Task to carry out:
Repeat the first line of the listing and each line after it, exactly, through the line containing "1. The output".
== Dataset records
PR #86, opened 2026-04-18
fix(train): preserve config.yaml across do_overwrite re-runs (closes #31)

### LINKED ISSUE #31: `train.py`: `do_overwrite=True` deletes the config before saving the new one, losing reproducibility artifacts
## Summary

In `src/every_query/train.py`, the output-dir bookkeeping in `main()` is structured so that `config.yaml` / `resolved_config.yaml` are only written when the output dir is fresh. If the user passes `do_overwrite=True` to re-run a configuration, the old config is removed but no new config is written.

```python
output_dir = Path(cfg.output_dir)
...
os.makedirs(output_dir, exist_ok=True)

cfg_path = output_dir / "config.yaml"
ckpt_path = None
if cfg_path.exists():
    if cfg.do_overwrite:
        logger.info(f"Overwriting existing output directory {output_dir}.")
        shutil.rmtree(output_dir, ignore_errors=True)          # <-- config.yaml gone here
    elif cfg.do_resume:
        ...
    else:
        raise FileExistsError(...)
else:
    OmegaConf.save(cfg, output_dir / "config.yaml")            # <-- only runs on the "fresh dir" path
    save_resolved_config(cfg, output_dir / "resolved_config.yaml")
```

After the `do_overwrite` branch the function falls through to `torch.set_float32_matmul_precision(...)`, `instantiate(cfg.datamodule)`, and `trainer.fit(...)`. `OmegaConf.save` is never called on the overwrite path, so:

1. The output directory that \`trainer.fit\` populates no longer contains the config it was trained with.
2. `eval.py` (`src/every_query/eval.py:29`) does `train_cfg = OmegaConf.load(model_run_dir / \"resolved_config.yaml\")`. Evaluating a checkpoint that was produced by an overwrite run will fail with `FileNotFoundError`, or — worse — pick up a stale `resolved_config.yaml` from a previous run if Lightning / Hydra recreated the directory partway through.

## When this bites

- Any user re-running a hyperparameter sweep where they iterate on the same output dir with `do_overwrite=True`.
- CI / scripted reruns that always pass `do_overwrite=True` to keep the output path stable.
- Downstream `eval.py` runs against overwritten checkpoints.

## Severity

Medium. Training still succeeds, but the resulting run is no longer self-describing / reproducible, and eval against the checkpoint may break.

## Proposed fix

Restructure so that the config is written on *every* successful path that ends in `trainer.fit`, not just the pristine-dir path:

```python
output_dir = Path(cfg.output_dir)
if output_dir.is_file():
    raise NotADirectoryError(...)

cfg_path = output_dir / "config.yaml"
ckpt_path = None
if cfg_path.exists():
    if cfg.do_overwrite:
        logger.info(f"Overwriting existing output directory {output_dir}.")
    elif cfg.do_resume:
    else:
        raise FileExistsError(...)

os.makedirs(output_dir, exist_ok=True)

# Always (re)save config after we know we're going to train.
# On do_resume, skip rewriting to avoid clobbering the original (or diff-check it).
if not cfg.do_resume:
    OmegaConf.save(cfg, output_dir / "config.yaml")
    save_resolved_config(cfg, output_dir / "resolved_config.yaml")
```

## Test

A small doctest or pytest that:
1. Creates `output_dir` with a dummy `config.yaml`.
2. Calls the setup block with `do_overwrite=True`.
3. Asserts `(output_dir / "config.yaml").exists()` and its contents match the new cfg.

mmcdermott:
## Summary

`EQ_train` used to wipe `config.yaml` without re-saving it whenever `do_overwrite=True` ran against a populated output dir. Downstream tools (most visibly `eval.py`, which loads `resolved_config.yaml` from `model_run_dir`) would then fail or — worse — silently consume a stale config from a different run.

Closes #31.

## Fix

Move `os.makedirs(output_dir, exist_ok=True)` + the `OmegaConf.save` + `save_resolved_config` calls outside the `cfg_path.exists()` branch, so the config is always (re-)written after the output dir is known-good, unless `do_resume=True` (where we intentionally preserve the original run's config to keep the resume bit-identical).

## Test plan

- [x] New `TestTrainOverwriteReRun` in `tests/test_train_cli.py` runs `EQ_train` once, then again with `do_overwrite=True` into the same output_dir, asserts both `config.yaml` and `resolved_config.yaml` exist at the end.
- [x] `pytest tests/ src/` — 187 passed (was 185 + 2 new).

### DIFF
--- a/src/every_query/train.py
+++ b/src/every_query/train.py
@@ -230,12 +230,12 @@ def main(cfg: DictConfig) -> float | None:
             )
 
     # Ensure output_dir exists *after* any overwrite rmtree above, then write the config for this
-    # run.  On resume we keep the original run's config untouched so the resumed run stays
-    # bit-identical to the first.  On overwrite the previous rmtree wiped the old config; writing
-    # it here restores reproducibility for any downstream tool (e.g. ``eval.py`` loads
-    # ``resolved_config.yaml`` from the run dir).  Fixes #31.
+    # run.  On resume (without overwrite) we keep the original run's config untouched so the
+    # resumed run stays bit-identical to the first.  On overwrite the previous rmtree wiped the
+    # old config; writing it here restores reproducibility for any downstream tool (e.g.
+    # ``eval.py`` loads ``resolved_config.yaml`` from the run dir).  Fixes #31.
     os.makedirs(output_dir, exist_ok=True)
-    if not cfg.do_resume:
+    if not cfg.do_resume or cfg.do_overwrite:
         OmegaConf.save(cfg, output_dir / "config.yaml")
         save_resolved_config(cfg, output_dir / "resolved_config.yaml")
 
--- a/src/every_query/train.py
+++ b/src/every_query/train.py
@@ -213,7 +213,6 @@ def main(cfg: DictConfig) -> float | None:
     output_dir = Path(cfg.output_dir)
     if output_dir.is_file():
         raise NotADirectoryError(f"Output directory {output_dir} is a file, not a directory.")
-    os.makedirs(output_dir, exist_ok=True)
 
     cfg_path = output_dir / "config.yaml"
     ckpt_path = None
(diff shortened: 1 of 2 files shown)


mmcdermott:
@copilot review

mmcdermott:
Thanks — correct catch on the both-flags edge case, the warning at the top of main() does document that overwrite wins, and the save guard needed to match. Added TestTrainOverwriteAndResumeBothTrue in 586ec07 so the condition can't regress silently.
====
Answer space:
PR #86, opened 2026-04-18
fix(train): preserve config.yaml across do_overwrite re-runs (closes #31)

### LINKED ISSUE #31: `train.py`: `do_overwrite=True` deletes the config before saving the new one, losing reproducibility artifacts
## Summary

In `src/every_query/train.py`, the output-dir bookkeeping in `main()` is structured so that `config.yaml` / `resolved_config.yaml` are only written when the output dir is fresh. If the user passes `do_overwrite=True` to re-run a configuration, the old config is removed but no new config is written.

```python
output_dir = Path(cfg.output_dir)
...
os.makedirs(output_dir, exist_ok=True)

cfg_path = output_dir / "config.yaml"
ckpt_path = None
if cfg_path.exists():
    if cfg.do_overwrite:
        logger.info(f"Overwriting existing output directory {output_dir}.")
        shutil.rmtree(output_dir, ignore_errors=True)          # <-- config.yaml gone here
    elif cfg.do_resume:
        ...
    else:
        raise FileExistsError(...)
else:
    OmegaConf.save(cfg, output_dir / "config.yaml")            # <-- only runs on the "fresh dir" path
    save_resolved_config(cfg, output_dir / "resolved_config.yaml")
```

After the `do_overwrite` branch the function falls through to `torch.set_float32_matmul_precision(...)`, `instantiate(cfg.datamodule)`, and `trainer.fit(...)`. `OmegaConf.save` is never called on the overwrite path, so:

1. The output directory that \`trainer.fit\` populates no longer contains the config it was trained with.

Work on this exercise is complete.